# Best cold weather riding gloves



## jstar (Sep 21, 2016)

I’ve used the oven mitt in -23 Celsius, worked great.

I feel like there are other threads discussing warm gloves floating around this forum.


----------



## uxracer (Dec 16, 2019)

jstar said:


> I’ve used the oven mitt in -23 Celsius, worked great.
> 
> I feel like there are other threads discussing warm gloves floating around this forum.


Thank you!


----------



## phillyphan (Sep 22, 2016)

Kinco........use some waterproofer and bake them in the oven to make them better. https://www.murdochs.com/products/m...E1NylxH0aO6TjjaFqvHcn6HF41azkJdsaAuYHEALw_wcB


----------



## Craig64 (Jul 16, 2015)

uxracer said:


> Hi there,
> First time poster, so let me know if I'm out of place.
> Wondering what the current opinion is on best cold weather riding mittens.
> I've historically been a mitt with liner rider, but it's possible my new jacket (ak hover pro) might invite some new options..
> ...


I mainly prefer gloves and have never had a problem with [ak] Gore-tex Guide in extreme conditions. I wear my jacket/MW base layer wrist gaiters inside the glove as well as under cuff.

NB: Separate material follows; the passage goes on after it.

PR #2642, opened 2026-08-05
feat(compatibility): add option to disable proton logs and set global environment variables

Cryptorial0:
## What

- Adds a setting to disable Proton debug logs by default (`PROTON_LOG=1` is now opt-in via `protonLogEnabled`).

This is -20C and the coldest I've been in was around -37C windchill and they handled it really well.


----------



## neni (Dec 24, 2012)

I prefer lobster gloves over mitts for better dexterity. And I like over-the-sleeve ones with wrist bands. Of many tried brands/models, two have all the features I like:

Hestra Heli 3 finger for supercold days.
Outdoor Research Highcamp 3-finger for "normal" days.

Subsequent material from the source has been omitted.